Tired of the morning walks into the sun, and impressed by the abundance of buffaloe to eat. Notsuoh decided to settle the area until further notice. With the help of his one thousand warriors and the hundreds of camp-following squaws who had trailed their men east, Notsuoh established a far-reaching Comanche community in the areas of downtown present day Houston, and stretching southwest to the former site of the Summit, southeast from there to Rice Stadium, further south to Reliant Stadium and the Astrodome, east to the University of Houston and Buff Stadium, and back northwesterly, downtown to the areas covering all current sporting venues.

 

One day in 1494 AD, when the Notsuoh Braves were rocking along to a prideful lacrosse win over a tribe of barnstorming Apaches, the whole town, including the team, choked on some very bad buffalo meat, snatching the agony of defeat from the jaws of victory, causing a loss of the game, a loss of pride, and, in seven days time, a loss of life for everyone in the community.

 

Before his own death, Chief Notsuoh blamed himself and the white man.

 

Blaming the tragic event upon his failure to continue his pursuit of the loathsome paleface menace in favor of mindless and unrewarding sporty pursuits in the area that is now modern Houston, Chief Notsuoh swore out this curse upon all future paleface settlers of this same geographical area:

 

“To all palefaces and all other non-native invaders of this land, by the power of our holy spirit in the sky, I henceforth place this curse upon you: Should you ever decide to settle this land as your own, building your personal paleface dreams upon the ground that covers our bones, may this special curse be visited upon you:

 

“May your athletic teams of any sport devised be doomed to inevitably break your hearts in the end. May they sometimes pull your hearts high into the sky and the land of hope, but may they always finish by dropping your dreams flat as a dead eagle, falling splat to earth from the mighty clouds of high aspiration.”

 

That’s my Chief Notsuoh story – and I’m sticking to it. Especially after today’s Texans game.

Oh, yeah. – Happy New Year!!! Things are about to get better because everything that really is important – already is OK.

 

 

 

 

 

 

 

Tags:

2 Responses to “The Houston Curse”

  1. Mark's avatar Mark Says:

    All the Texans need right now to go all the way is a top tier quarterback, someone who doesn’t hear footsteps, can see the field and improvise on the fly, and combines touch with the ability to thread a needle with pinpoint passes when it’s crunch time. You know: another Brady, or Brees, or Rogers, or Manning (either one), or … Kaepernick?
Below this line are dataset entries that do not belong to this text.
PR #445, opened 2017-10-24
aggregates: remove useless checks

sileht:
It's not necessary useful to forbid fill without granularity.

Of course, some "operations" doesn't make sense. Like resample without
granularity. But it's up to the user to understand that.


sileht:
Pull-request updated, HEAD is now cb7190f6ad506fc81ae095d65702029bec333f87

PR #447, opened 2017-10-25
[Testing] Avoid passing `is_aggreagated` in and out in rest/aggregates/operations

Asu4ni:
test if it works
Remove is_aggreagated from function in rest/aggregates/operation

### DIFF
--- a/gnocchi/rest/aggregates/operations.py
+++ b/gnocchi/rest/aggregates/operations.py
@@ -100,23 +100,23 @@ unary_operators = {
 
 
 def handle_unary_operator(nodes, granularity, timestamps, initial_values,
-                          is_aggregated, references):
+                          references):
     op = nodes[0]
     granularity, timestamps, values, is_aggregated = evaluate(
         nodes[1], granularity, timestamps, initial_values,
-        is_aggregated, references)
+        references)
 
     values = unary_operators[op](values)
     return granularity, timestamps, values, is_aggregated
 
 
 def handle_binary_operator(nodes, granularity, timestamps,
-                           initial_values, is_aggregated, references):
+                           initial_values, references):
     op = nodes[0]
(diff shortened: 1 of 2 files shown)


gnocchi/rest/aggregates/operations.py
```diff
@@ -183,20 +181,22 @@ def handle_resample(agg, granularity, timestamps, values, is_aggregated,
...
     subnodes = nodes[-1]
     args = nodes[2:-1]
     granularity, timestamps, values, is_aggregated = evaluate(
         subnodes, granularity, timestamps, initial_values,
-        is_aggregated, references)
-    return op(agg, granularity, timestamps, values, is_aggregated,
-              references, *args)
+        references)
+    if op == handle_aggregate:
+        is_aggregated = True
```
sileht: I preferred the version where each methods return False or True.

Asu4ni: Do you mean that the `handle_*` functions still has to be called with `is_aggregated`? I modified this part since only `handle_aggregate` returns `True` all the time and the others just return back `is_aggregated` without any modification.

Asu4ni:
@sileht sorry about dismising the review. I was modifying the commit message to make it more clear. And  if you strongly prefer the `handle_*` functions remain the same as before, just tell me and I'll change it back.

gnocchi/rest/aggregates/operations.py
chungg: yeah, i'm not sure this patch cleans up the interface any better. it's probably more confusing  because there's just random false/true parameters passed around.

we could remove it completely if 'operations' was a string... that way we just have to check if there's an aggregate operation or if the number of result series < number of input series.

jd:
Closing since it does not seem like we want to change that.

PR #454, opened 2017-10-27
make metric rest docs more consumable

chungg:
- divide metric endpoint into crud sections


doc/source/rest.j2
```diff
@@ -187,7 +222,7 @@ By default, new |measures| can only be processed if they have timestamps in the
 future or part of the last aggregation period. The last aggregation period size
 is based on the largest |granularity| defined in the |archive policy|
 definition. To allow processing |measures| that are older than the period, the
-`back_window` parameter can be used to set the number of coarsest periods to
+`back_window` parameter can be used to set the number of historical periods to
```
jd: Except you don't need the number of historical period.
We need to change that unit anyway. Logging a big.

chungg: i'm not entirely sure what you mean by

> We need to change that unit anyway. Logging a big.

you want me to change something in this patch?

jd: s/big/bug/

I opened #459 to track that. I don't think your change here makes sense.
That does not mean I think the original text is easy to understand. But this line change remove information.
So it makes from *hard* to *impossible* to understand the parameter. :)

chungg: done

doc/source/rest.j2
```diff
@@ -119,24 +162,25 @@ timestamp:
 
 {{ scenarios['get-measures-from']['doc'] }}
 
+Aggregate
```
Asu4ni: Maybe `Aggregation` is better. not to be confused with 'aggregates'. and the parameter in url uses `aggregation` as well

doc/source/rest.j2
```diff
@@ -108,9 +149,11 @@ to be handled:
    Depending on the amount of data that is unprocessed, `refresh` may add
    some overhead to your query.
 
-The list of points returned is composed of tuples with (timestamp,
-|granularity|, value) sorted by timestamp. The |granularity| is the |timespan|
-covered by aggregation for this point.
+Filter
```
Asu4ni: I consider `Filter` should be the subsection of `Read` since it is used when reading aggregates

doc/source/rest.j2
```diff
@@ -87,18 +101,45 @@ status code. It is possible to provide any number of |measures|.
...
+
+Or using named |metrics| of |resources|:
+
+{{ scenarios['post-measures-batch-named']['doc'] }}
+
+If some named |metrics| specified in the batch request do not exist, Gnocchi
+can try to create them as long as an |archive policy| rule matches:
+
+{{ scenarios['post-measures-batch-named-create']['doc'] }}
+
```
Asu4ni: Since that measures and aggregates have been distinguished now, maybe there should be a new section:
```
Aggregates
==========
```

doc/source/rest.j2
```diff
@@ -532,112 +663,71 @@ into by using the `metric_id` query parameter several times.
...
-argument, and in this case the second argument passed is the value, or it.
-
-The operators or (`or` or `∨`), and (`and` or `∧`) and `not` are also
-supported, and take a list of arguments as parameters.
 
 .. _aggregates:
 
-Aggregates: on the fly, measurements modification and aggregation
-===================================================================
+Aggregates
```
Asu4ni: `on the fly` should be retained. Otherwise, it'll be confused with the stored `Aggregates` above.

doc/source/rest.j2
Asu4ni: Since that measures and aggregates have been distinguished now, maybe there should be a new section:
```
Aggregates
==========
```

doc/source/rest.j2
Asu4ni: I consider `Filter` should be the subsection of `Read` since it is used when reading aggregates

doc/source/rest.j2
Asu4ni: Maybe `Aggregation` is better. not to be confused with 'aggregates'. and the parameter in url uses `aggregation` as well

doc/source/rest.j2
Asu4ni: `on the fly` should be retained. Otherwise, it'll be confused with the stored `Aggregates` above.

doc/source/rest.j2
chungg: sorry, i don't understand your comment. i already have an aggregates section below?

doc/source/rest.j2
chungg: yeah, i considered this. i really wanted filter to be top level but ok.

doc/source/rest.j2
chungg: sure.

doc/source/rest.j2
chungg: how about dynamic aggregates? 'on the fly' is more slang i feel.

doc/source/rest.j2
Asu4ni: At some point before, the incoming data points and the processed(aggregated) ones are both called `measures`. But since one of my commit and the discussion with jd, the processed ones are now called `aggregates`. To explain in another way, now we have 'measure storage', 'aggregate storage', 'index storage', and the `Aggregates` I mentioned is the one in 'aggregate' storage.
To make the document more consistent, measures can only be pushed(POST), and the ones get read(GET) are actually `aggregates`. So I hope that the `Read` part here should belong to `Aggregates` section rather than `Measures` section.
BTW, I know that for the endpoint, `measures` is still used when getting aggregates, but I'm planning to deprecate that and create a new `aggregates` endpoint. #421

chungg: so i understand the comment about terminology but i would probably have a discussion first about moving all GET actions to another endpoints. imo, it's a bad idea. people are use to CRUD concept and gnocch itself is already built on principle that everything is aggregated.

to me, aggregates endpoint is a custom-retrieval endpoint, not a simple read.

jd: To circle back on this discussion, I lean toward @Asu4ni about terminology because I encountered a lot of people confused about measures vs. aggregates and having it clearer is better. The changes proposed in #421 are orthogonal to this though – they could happen one day, but for now we should just focus on what exists. :)

That being said, that seems good enough for me now. The doc really talks about retrieving *aggregates* and not *measures*. :)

    • Bill McCurdy's avatar Bill McCurdy Says:

      A little “Luck” would also do, but what about baseball? We’ve been stung in baseball more often than a hive of bees could ever swarm us – and baseball is the major sporting heart and home for many of us – not football, nor basketball – where there’s plenty enough other past grief with the Oilers, Texans, UH Cougars, Rockets, Rice Owls, and TSU Tigers.